Pictet's main contribution to learning was his editing of the scientific section of the Bibliothèque Britannique (1796–1815), a publication devoted to the diffusion on the Continent of knowledge and arts produced in Great Britain. His own scientific research focused on the fields of physical science, especially calorimetry, but also astronomy, geology, meteorology and technology, especially chronometry and the manufacture of fine earthenware.

==Life==
He was born in Geneva, Republic of Geneva on 23 July 1752, the son of Charles Pictet, a military officer serving in the mercenary troops of the Netherlands, and his wife, Marie Dunant.

Marc-Auguste studied natural philosophy and law at the Academy of Geneva and qualified as a lawyer in 1774. After one year in England (1775–76), he became assistant to Jacques-André Mallet at the Geneva Observatory and took an interest in meteorology and map-making. In 1778, he made his first trip around the Mont-Blanc with his master Horace-Bénédict de Saussure. In 1786, he would succeed him as professor of natural philosophy at the Academy of Geneva.

By this time, he had assisted Saussure with an experiment that demonstrated the existence of what would later be called infra-red radiation. In a follow-up experiment, named 'Pictet's experiment' by Count Rumford, Pictet discovered that by focusing the radiation from a flask of ice onto a thermometer using two concave mirrors, the effects of cold could be reflected in the same way as the effects of heat. The result of his experiments on heat was published in 1790 as Essai sur le feu (English translation: An Essay on Fire, 1791). At this time he had already converted to Lavoisier's ideas on chemistry.

In 1791, Pictet was one of the twelve founding members of the Geneva Society of Physics and Natural History. In 1796, he, his younger brother Charles, and his friend Frédéric-Guillaume Maurice began editing a monthly periodical entitled Bibliothèque Britannique, which carried translations of significant scientific papers published in English by scholars such as Davy, Hall, Herschel, Leslie, Playfair, Rumford and Wollaston. In addition to scientific and technical topics, the journal published extracts of British literature and articles on agriculture. After 1815, this periodical included other European materials (mainly French, German and Italian) and took from then on the name of Bibliothèque Universelle de Genève.
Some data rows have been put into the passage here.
PR #2090, opened 2016-01-15
Fix flaky tests related with async transaction

beeender:
* Background realm needs to be closed before notifying other threads
  in async transaction.
* Latch needs to be called after Realm closed.

### DIFF
--- a/realm/realm-library/src/main/java/io/realm/BaseRealm.java
+++ b/realm/realm-library/src/main/java/io/realm/BaseRealm.java
@@ -291,8 +291,23 @@ abstract class BaseRealm implements Closeable {
      * changes from this commit.
      */
     public void commitTransaction() {
+        commitTransaction(null);
+    }
+
+    /**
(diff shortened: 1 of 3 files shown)


cmelchior:
Concurrency is fun :+1:

realm/realm-library/src/main/java/io/realm/BaseRealm.java
```diff
@@ -292,9 +292,24 @@ public void beginTransaction() {
      * changes from this commit.
      */
     public void commitTransaction() {
+        commitTransaction(null);
+    }
+
+    /**
+     * Commit transaction, run the given runnable and then send notifications. The runnable is useful to meet some
```
dalinaum: Commits transaction, runs the given runnable and then sends notifications

dalinaum:
Besides a minor comment, LGTM :+1:

beeender:
retest this please

PR #2091, opened 2016-01-15
Introduce basic PMD rules

emanuelez:
* Moves config files up one folder (so they can be used by the annotation processor in the future)
 * Introduces PMD basic PMD checks and fixes the issues found


emanuelez:
@realm/java

realm/realm-library/src/main/java/io/realm/rx/RealmObservableFactory.java
```diff
@@ -222,4 +222,9 @@ public boolean equals(Object o) {
         return o instanceof RealmObservableFactory;
     }
 
+    @Override
+    public int hashCode() {
+        return 37;
```
kneth: Really?

kneth:
Nice catches!

realm/realm-library/src/main/java/io/realm/rx/RealmObservableFactory.java
cmelchior: The class has no state that can be set from the outside, so any instance of this class is equal to any other instance of this class. A hardcoded hashCode is fine in that case :)

emanuelez:
retest this please

emanuelez:
retest this please

emanuelez:
retest this please

cmelchior:
:+1:

PR #2095, opened 2016-01-15
Added support for adding micro benchmarks

cmelchior:
This PR adds support for micro benchmarks of the Realm API:

* It uses [Spanner](https://github.com/cmelchior/spanner). Spanner is my fork of Caliper that is more Android friendly and allows us to compare results against baselines.
* All benchmarks are in a separate `src/benchmarks` folder but are treated as instrumentation tests.
* Two new gradle targets have been added `connectedBenchmarks` and `connectedUnitTests` that replace `connectedCheck`. Ideally I wanted to just create a `runBenchmarks` task, but it didn't seem possible while still reusing the instrumentation test setup already provided by Google.
* The benchmarks will produce JSON/CSV files and save them on the SD card.
* Json files is the internal Spanner storage format. CSV is for external use and can be configured as we like.
* Subsequent runs can then use the Json files as a baseline.
* New benchmarks are really easy to add (just add a new method + annotation).
* Runs as separate JUnit tests, which means that failures automatically fail builds.
* Can be run from within the IDE as well.

TODO
- [x] Release a non-SNAPSHOT version of Spanner we can depend upon.
- [ ] Figure out how Jenkins can support pulling baseline JSON files and store them.
- [ ] Figure out how Jenkins can put stored baseline files back on the device before running benchmarks.
- [ ] Determine exact format of CSV files.
- [x] Merge all unit tests from https://github.com/realm/realm-java/blob/bp-performance-test/realm/src/androidTest/java/io/realm/RealmPerformanceTest.java into this PR as a starting point. 
- [ ] When merged update CI to use the updated tasks.

Example of CSV format:
```
"Method name","Trial","Measurements","Min.","Max.","Mean","25pct.","50pct.","75pct."
"readDouble","1","9","151.80","240.00","169.75","152.89","155.14","182.79"
"readLong","1","9","130.75","149.53","137.29","133.41","137.23","138.85"
"readString","1","9","512.65","590.50","548.60","534.12","544.03","569.26"
```


cmelchior:
Put on hold. Awaiting test device: https://github.com/realm/realm-java-private/issues/39

cmelchior:
Ready for review @realm/java 

Note that all CI related tasks are being punted a bit, but at least this will provide easier tools for benchmarking locally when assessing API changes.

realm/realm-library/src/benchmarks/java/io/realm/benchmarks/RealmObjectWriteBenchmarks.java
```diff
@@ -0,0 +1,78 @@
...
+        RealmConfiguration config = new RealmConfiguration.Builder(InstrumentationRegistry.getTargetContext()).build();
+        Realm.deleteRealm(config);
+        realm = Realm.getInstance(config);
+        realm.beginTransaction();
+        writeObject = realm.createObject(AllTypes.class);
+    }
+
+    @AfterExperiment
+    public void after() {
+        realm.cancelTransaction();
```
kneth: Not sure what you're measuring if you cancel the transaction. The name (`RealmObjectWriteBenchmarks`) indicates that objects are written to disk. The commit part of a transaction is probably the expensive part, so why cancel?

realm/realm-library/src/benchmarks/java/io/realm/benchmarks/RealmResultsBenchmarks.java
```diff
@@ -0,0 +1,109 @@
...
+        realm.beginTransaction();
+        for (int i = 0; i < DATA_SIZE; i++) {
+            AllTypes obj = realm.createObject(AllTypes.class);
+            obj.setColumnLong(i);
+            obj.setColumnBoolean(i % 2 == 0);
+            obj.setColumnString("Foo " + i);
+            obj.setColumnDouble(i + 1.234D);
+        }
+        realm.commitTransaction();
+        results = realm.allObjects(AllTypes.class);
```
kneth: `allObjects()` -> `where().findAll()`

realm/realm-library/src/benchmarks/java/io/realm/benchmarks/config/BenchmarkConfig.java
```diff
@@ -0,0 +1,60 @@
+package io.realm.benchmarks.config;
```
kneth: Standard header is missing.

realm/realm-library/src/benchmarks/java/io/realm/benchmarks/config/CSVResultProcessor.java
```diff
@@ -0,0 +1,90 @@
+package io.realm.benchmarks.config;
```
kneth: Standard header is missing.

realm/realm-library/src/benchmarks/java/io/realm/benchmarks/RealmQueryBenchmarks.java
```diff
@@ -0,0 +1,94 @@
...
+
+    @AfterExperiment
+    public void after() {
+        realm.close();
+    }
+
+    @Benchmark
+    public void containsQuery(long reps) {
+        for (long i = 0; i < reps; i++) {
+            RealmResults<AllTypes> realmResults = realm.where(AllTypes.class).contains(AllTypes.FIELD_STRING, "Foo 1").findAll();
```
stk1m1: Wouldn't it be a good idea to query other than identical `"Foo 1"`, for example `"Foo " + (i % DATA_SIZE)`?

realm/realm-library/src/benchmarks/java/io/realm/benchmarks/RealmResultsBenchmarks.java
```diff
@@ -0,0 +1,109 @@
...
+
+    @AfterExperiment
+    public void after() {
+        realm.close();
+    }
+
+    @Benchmark
+    public void get(long reps) {
+        for (long i = 0; i < reps; i++) {
+            AllTypes item = results.get(0);
```
stk1m1: maybe `results.get(i % DATA_SIZE)` instead of `results.get(0)`?

realm/realm-library/src/benchmarks/java/io/realm/benchmarks/RealmObjectWriteBenchmarks.java
cmelchior: You are probably right, my rationale was that having `beginTransaction/commitTransaction` as part of the benchmark itself means we would be benchmarking persisting to disk rather than actually writing a value.

My intention with this was more to measure the overhead of the Java/JNI when writing different types which I think this does better.

That is not to say there is value in benchmarking a full `begin/commit` cycle. That is currently being done in RealmBenchmarks#emptyTransaction

realm/realm-library/src/benchmarks/java/io/realm/benchmarks/RealmQueryBenchmarks.java
cmelchior: I would rather avoid that because that means you are not potentially are not running the same codepath on each iteration.

Why do you think it would be a good idea?

realm/realm-library/src/benchmarks/java/io/realm/benchmarks/RealmResultsBenchmarks.java
cmelchior: I rather not, see above.

realm/realm-library/src/benchmarks/java/io/realm/benchmarks/RealmObjectWriteBenchmarks.java
kneth: Maybe a rename to `RealmObjectCreateBenchmarks` is appropriate ;-)

kneth: We should definitely also have a benchmark for creating and persisting objects.

kneth:
I think we should merge it as it is. And then create issues for the CI related tasks and create issues for benchmarks we wish to add.

realm/realm-library/src/benchmarks/java/io/realm/benchmarks/RealmQueryBenchmarks.java
stk1m1: What I thought was to potentially fault any sort of cache within the code path and possibly distribute equal chances to each element for being queried. If the test is to be executed in the same path, please ignore my comment.

cmelchior: Ok. While it does make sense to avoid hitting a cache mechanism, that is really up to the developer of the benchmark I think. The reason we want to hit the same codepath is that all the calculations depend on that.

There are other pitfalls to running the same codepath like the VM running doing optimisations midloop, but right now on Android we are in a very limited position to do anything about that.

cmelchior:
All comments addressed.

stk1m1:
👍

dalinaum:
:+1:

As the second director of the Geneva Observatory (1790–1819), Pictet oversaw the installation of a meteorological station. In 1817, he established an additional station on Great St. Bernard mountain in the Alps.

In 1815, the year Geneva adhered to the Swiss Confederation, Pictet, Henri-Albert Gosse and Jakob Samuel Wyttenbach were the main agents in the creation of the Swiss Society of Natural Sciences.
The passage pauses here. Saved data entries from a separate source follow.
PR #2106, opened 2016-01-18
Converted RealmResultsTests to JUnit4

cmelchior:
Note some tests seemed out of place. I added TODO's for those so they can be fixed later instead of making noise to this PR.

Also prefixing all tests with the method being tested seemed to catch a couple of redundant tests :smile: 

@realm/java

### DIFF
--- a/realm/realm-library/src/androidTest/java/io/realm/RealmResultsTests.java
+++ b/realm/realm-library/src/androidTest/java/io/realm/RealmResultsTests.java
@@ -16,7 +16,14 @@
 
 package io.realm;
 
-import android.test.AndroidTestCase;
+import android.support.test.runner.AndroidJUnit4;
+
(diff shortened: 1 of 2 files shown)


cmelchior:
retest this please

dalinaum:
I finally read all modifications. :+1:

beeender:
Stupid github review, doesn't show the diff at all.

> TODO Check if should returns null. Should removeLast work on the empty list?
`TableView.removeLast` is checking `isEmpty()` before removing, so it will work without doing anything. Note here: `TableView.removeLast` can just call core's `TableView.remove_last` directly. But it is something we can change in the object store adaption.

kneth:
:+1:

cmelchior:
retest this please

cmelchior:
retest this please

PR #2118, opened 2016-01-20
RealmQuery.distinctAsync(), RealmResults.distinctAsync() support

stk1m1:
`distinctAsync` on `RealmQuery` and `RealmResults`.

### DIFF
--- a/CHANGELOG.md
+++ b/CHANGELOG.md
@@ -2,6 +2,7 @@
 * BREAKING CHANGE: DynamicRealm.executeTransaction() now directly throws any RuntimeException instead of wrapping it in a RealmException (#1682).
 * BREAKING CHANGE: DynamicRealm.executeTransaction() now throws IllegalArgumentException instead of silently accepting a null Transaction object.
 * BREAKING CHANGE: String setters now throws IllegalArgumentException instead of RealmError for invalid surrogates. 
+* BREAKING CHANGE: DynamicRealm.distinct()/distinctAsync() and Realm.distinct()/distinctAsync() now throw IllegalArgumentException instead of UnsupportedOperationException for invalid type or unindexed field.
 * Fixed an error occurring during test and connectedCheck of unit test example (#1934).
 * Fixed bug in jsonExample (#2092).
 * Added RealmQuery.isNotEmpty() (#2025). (Thank you @stk1m1)
@@ -11,6 +12,7 @@
 * Added RealmQuery.distinct() and RealmResults.distinct() (#1568).
 * Fixed bug when multiple calls of RealmResults.distinct() causes to return wrong results (#2198).
 * RealmResults.size() now returns Integer.MAX_VALUE when actual size is greater than Integer.MAX_VALUE (#2129).
+* Added RealmQuery.distinctAsync() and RealmResults.distinctAsync() (#2118).
 
 ## 0.87.4
 * Updated Realm Core to 0.96.0
--- a/realm/realm-library/src/androidTest/java/io/realm/RealmResultsTests.java
+++ b/realm/realm-library/src/androidTest/java/io/realm/RealmResultsTests.java
@@ -34,6 +34,7 @@ import java.util.concurrent.ExecutorService;
 import java.util.concurrent.Executors;
 import java.util.concurrent.Future;
 import java.util.concurrent.TimeUnit;
+import java.util.concurrent.atomic.AtomicInteger;
 
 import io.realm.entities.AllJavaTypes;
 import io.realm.entities.AllTypes;
@@ -45,6 +46,8 @@ import io.realm.entities.NullTypes;
 import io.realm.entities.Owner;
 import io.realm.internal.Table;
 import io.realm.rule.TestRealmConfigurationFactory;
+import io.realm.rule.RunInLooperThread;
+import io.realm.rule.RunTestInLooperThread;
 
 import static org.junit.Assert.assertEquals;
 import static org.junit.Assert.assertFalse;
@@ -60,11 +63,14 @@ public class RealmResultsTests {
     private final static int TEST_DATA_FIRST_HALF = 2 * (TEST_DATA_SIZE / 4) - 1;
     private final static int TEST_DATA_LAST_HALF = 2 * (TEST_DATA_SIZE / 4) + 1;
     private final static long YEAR_MILLIS = TimeUnit.DAYS.toMillis(365);
+    private final static long DECADE_MILLIS = 10 * TimeUnit.DAYS.toMillis(365);
 
     @Rule
     public final TestRealmConfigurationFactory configFactory = new TestRealmConfigurationFactory();
     @Rule
     public final ExpectedException thrown = ExpectedException.none();
+    @Rule
+    public final RunInLooperThread looperThread = new RunInLooperThread();
 
     private  Realm realm;
 
@@ -1317,11 +1323,11 @@ public class RealmResultsTests {
         final long numberOfObjects = 10; // must be greater than 1
         populateForDistinct(realm, numberOfBlocks, numberOfObjects, false);
 
-        RealmResults<AnnotationIndexTypes> distinctBool = realm.where(AnnotationIndexTypes.class).findAll().distinct("indexBoolean");
+        RealmResults<AnnotationIndexTypes> distinctBool = realm.where(AnnotationIndexTypes.class).findAll().distinct(AnnotationIndexTypes.FIELD_INDEX_BOOL);
         assertEquals(2, distinctBool.size());
-        for (String fieldName : new String[]{"Long", "Date", "String"}) {
-            RealmResults<AnnotationIndexTypes> distinct = realm.where(AnnotationIndexTypes.class).findAll().distinct("index" + fieldName);
-            assertEquals("index" + fieldName, numberOfBlocks, distinct.size());
+        for (String field : new String[]{AnnotationIndexTypes.FIELD_INDEX_LONG, AnnotationIndexTypes.FIELD_INDEX_DATE, AnnotationIndexTypes.FIELD_INDEX_STRING}) {
+            RealmResults<AnnotationIndexTypes> distinct = realm.where(AnnotationIndexTypes.class).findAll().distinct(field);
+            assertEquals(field, numberOfBlocks, distinct.size());
         }
     }
 
@@ -1335,10 +1341,10 @@ public class RealmResultsTests {
         RealmResults<AnnotationIndexTypes> allResults = realm.where(AnnotationIndexTypes.class).findAll();
         assertEquals("All Objects Count", numberOfBlocks * numberOfBlocks * numberOfObjects, allResults.size());
         // distinctive dates
-        RealmResults<AnnotationIndexTypes> distinctDates = allResults.distinct("indexDate");
+        RealmResults<AnnotationIndexTypes> distinctDates = allResults.distinct(AnnotationIndexTypes.FIELD_INDEX_DATE);
         assertEquals("Distinctive Dates", numberOfBlocks, distinctDates.size());
         // distinctive Booleans
-        RealmResults<AnnotationIndexTypes> distinctBooleans = distinctDates.distinct("indexBoolean");
+        RealmResults<AnnotationIndexTypes> distinctBooleans = distinctDates.distinct(AnnotationIndexTypes.FIELD_INDEX_BOOL);
         assertEquals("Distinctive Booleans", 2, distinctBooleans.size());
         // all three results are the same object
         assertTrue(allResults == distinctDates);
@@ -1347,28 +1353,28 @@ public class RealmResultsTests {
     }
 
     @Test
-    public void distinct_withNull() {
+    public void distinct_withNullValues() {
         final long numberOfBlocks = 25;
         final long numberOfObjects = 10; // must be greater than 1
         populateForDistinct(realm, numberOfBlocks, numberOfObjects, true);
 
-        for (String fieldName : new String[]{"Date", "String"}) {
-            RealmResults<AnnotationIndexTypes> distinct = realm.where(AnnotationIndexTypes.class).findAll().distinct("index" + fieldName);
-            assertEquals("index" + fieldName, 1, distinct.size());
+        for (String field : new String[]{AnnotationIndexTypes.FIELD_INDEX_DATE, AnnotationIndexTypes.FIELD_INDEX_STRING}) {
+            RealmResults<AnnotationIndexTypes> distinct = realm.where(AnnotationIndexTypes.class).findAll().distinct(field);
+            assertEquals(field, 1, distinct.size());
         }
     }
 
     @Test
-    public void distinct_noneIndexedFields() {
+    public void distinct_notIndexedFields() {
         final long numberOfBlocks = 25;
         final long numberOfObjects = 10; // must be greater than 1
         populateForDistinct(realm, numberOfBlocks, numberOfObjects, false);
 
-        for (String fieldName : new String[]{"Boolean", "Long", "Date", "String"}) {
+        for (String field : AnnotationIndexTypes.NOT_INDEX_FIELDS) {
             try {
-                realm.where(AnnotationIndexTypes.class).findAll().distinct("notIndex" + fieldName);
-                fail("notIndex" + fieldName);
-            } catch (UnsupportedOperationException ignored) {
+                realm.where(AnnotationIndexTypes.class).findAll().distinct(field);
+                fail(field);
+            } catch (IllegalArgumentException ignored) {
             }
         }
     }
@@ -1387,14 +1393,14 @@ public class RealmResultsTests {
     }
 
     @Test
-    public void testDistinctInvalidTypes() {
+    public void distinct_invalidTypes() {
         populateTestRealm();
 
-        for (String field : new String[]{"columnRealmObject", "columnRealmList", "columnDouble", "columnFloat"}) {
+        for (String field : new String[]{AllTypes.FIELD_REALMOBJECT, AllTypes.FIELD_REALMLIST, AllTypes.FIELD_DOUBLE, AllTypes.FIELD_FLOAT}) {
             try {
                 realm.where(AllTypes.class).findAll().distinct(field);
                 fail(field);
-            } catch (UnsupportedOperationException ignored) {
+            } catch (IllegalArgumentException ignored) {
             }
         }
     }
@@ -1405,10 +1411,10 @@ public class RealmResultsTests {
         final long numberOfObjects = 10; // must be greater than 1
         populateForDistinct(realm, numberOfBlocks, numberOfObjects, true);
 
-        for (String fieldName : new String[]{"Boolean", "Long", "Date", "String"}) {
+        for (String field : AnnotationIndexTypes.INDEX_FIELDS) {
             try {
-                realm.where(AnnotationIndexTypes.class).findAll().distinct(AnnotationIndexTypes.FIELD_OBJECT + ".index" + fieldName);
-                fail("Unsupported Index" + fieldName + " linked field");
+                realm.where(AnnotationIndexTypes.class).findAll().distinct(AnnotationIndexTypes.FIELD_OBJECT + "." + field);
+                fail("Unsupported Index" + field + " linked field");
             } catch (IllegalArgumentException ignored) {
             }
         }
@@ -1420,10 +1426,10 @@ public class RealmResultsTests {
         final long numberOfObjects = 10; // must be greater than 1
         populateForDistinct(realm, numberOfBlocks, numberOfObjects, true);
 
-        for (String fieldName : new String[]{"Boolean", "Long", "Date", "String"}) {
+        for (String field : AnnotationIndexTypes.NOT_INDEX_FIELDS) {
             try {
-                realm.where(AnnotationIndexTypes.class).findAll().distinct(AnnotationIndexTypes.FIELD_OBJECT + ".notIndex" + fieldName);
-                fail("Unsupported notIndex" + fieldName + " linked field");
+                realm.where(AnnotationIndexTypes.class).findAll().distinct(AnnotationIndexTypes.FIELD_OBJECT + "." + field);
+                fail("Unsupported notIndex" + field + " linked field");
             } catch (IllegalArgumentException ignored) {
             }
         }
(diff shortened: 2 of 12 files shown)


realm/realm-library/src/main/java/io/realm/RealmQuery.java
```diff
@@ -1127,6 +1127,23 @@ public boolean isValid() {
...
+     * undefined which object is returned.
+     *
+     * @param fieldName the field name.
+     * @return a non-null {@link RealmResults} containing the distinct objects.
+     * @throws IllegalArgumentException if a field name does not exist.
+     * @throws IllegalArgumentException if a field's type is not supported.
+     * @throws IllegalArgumentException if a field points linked properties.
+     * @throws UnsupportedOperationException if a field is not indexed.
+     */
+    public RealmResult<E> distinctAsync(String fieldName) {
```
dalinaum: RealmResult -> RealmResults

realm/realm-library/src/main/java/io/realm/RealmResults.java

Pictet was a Fellow of the Royal Society of London from 1791, a Fellow of the Royal Society of Edinburgh from 1796, an "associé libre" of the Académie des Sciences from 1802, and a member of the Bavarian Academy of Sciences and Humanities from 1808. His expertise, relationships and correspondence network included hundreds of scholars, extending throughout Western Europe and as far as the United States. In a letter to President George Washington in 1795, Thomas Jefferson wrote that he saw Pictet and his colleagues (including Saussure and Senebrier) as "standing foremost among the literati of Europe".

==Legacy==

Since 1990, the Geneva Society of Physics and Natural History has offered a yearly award in history of science called the Marc-Auguste Pictet Prize. It also awards a yearly medal to "a scholar whose work is recognized as an authority in the history of science". Winners are chosen by a panel of University of Geneva professors and field experts.
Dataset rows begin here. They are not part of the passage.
PR #2121, opened 2016-01-20
Removing LTO from debugging builds

kneth:
Using a locally build core, it is possible to single step into C++. You will have to add the following two lines to `realm.properties`:

    debugBuild=true
    stripSymbols=false

@cmelchior @emanuelez @beeender

### DIFF
--- a/realm/realm-jni/build.gradle
+++ b/realm/realm-jni/build.gradle
@@ -2,7 +2,7 @@ import java.security.MessageDigest
 
 ext.coreVersion = '0.95.7'
 // empty or comment out this to disable hash checking
-//ext.coreSha256Hash = '11c82f5da9b43b62fbf55fbd3aa61dc6956bc3483bbaa5f69262018144c8cc3c'
+ext.coreSha256Hash = '11c82f5da9b43b62fbf55fbd3aa61dc6956bc3483bbaa5f69262018144c8cc3c'
 ext.forceDownloadCore =
         project.hasProperty('forceDownloadCore') ? project.getProperty('forceDownloadCore').toBoolean() : false
 // gcc is default for the NDK. It also produces smaller binaries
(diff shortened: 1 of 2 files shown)


realm/realm-jni/build.gradle
```diff
@@ -2,7 +2,7 @@ import java.security.MessageDigest
 
 ext.coreVersion = '0.95.7'
 // empty or comment out this to disable hash checking
-ext.coreSha256Hash = '11c82f5da9b43b62fbf55fbd3aa61dc6956bc3483bbaa5f69262018144c8cc3c'
+//ext.coreSha256Hash = '11c82f5da9b43b62fbf55fbd3aa61dc6956bc3483bbaa5f69262018144c8cc3c'
```
cmelchior: Is this a mistake?

realm/realm-jni/build.gradle
```diff
@@ -15,7 +15,11 @@ ext.stripSymbols = project.hasProperty('stripSymbols') ? project.getProperty('st
 // core source code.
 ext.coreSourcePath = project.hasProperty('coreSourcePath') ? project.getProperty('coreSourcePath') : null
 
-def commonCflags = [ '-Os', '-std=c++11', '-ffunction-sections', '-fdata-sections', '-flto' ]
+def commonCflags = [ '-Os', '-std=c++11' ]
+// LTO and debugging don't play well together
+if (!ext.debugBuild) {
+    commonCflags += [ '-ffunction-sections', '-fdata-sections', '-flto' ]
```
emanuelez: should visibility hidden be here?

kneth:
@emanuelez @cmelchior Thanks for the comments. It is work-in-progress, and I merely wished to show you how to do native debugging.

kneth:
Since migrating to the new experimental plugin seems to be too hard (other plugins won't work together with it), this is what we can do to get native debugging work.

@realm/java

dalinaum:
:+1:

beeender:
:+1:

emanuelez:
Can we make it so that if a build a debug one then symbols are kept by default?

kneth:
@emanuelez You mean, that `buildDebug = true` implies `stripSymbols = false`?

emanuelez:
Yes

beeender:
@emanuelez @kneth It has already been like that.

```
 if (ext.debugBuild) {
     // Debug build should never strip symbols
     ext.stripSymbols = false
 }
```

The lunar crater Pictet was named in his honour in 1935 by astronomers Blagg and Müller.

==Family==

In 1766, he married Susanne Francoise Turrettini (1757–1811). The couple had three daughters: Dorothée Marie Anne (1777–1841), who married the Swiss Councillor of State Isaac Vernet, Caroline (1780–1841) and Albertine (1785–1834).

==See also==
- Jean Rilliet, Jean Cassaigneau, Marc-Auguste Pictet ou le rendez-vous de l’Europe universelle, 1752–1825, Genève, Slatkine, 1995 (ISBN 9782051013475) (OCLC 36520875) 784 p.
- Jean-Daniel Candaux, Histoire de la famille Pictet 1474–1974, Genève, Braillard, 1974.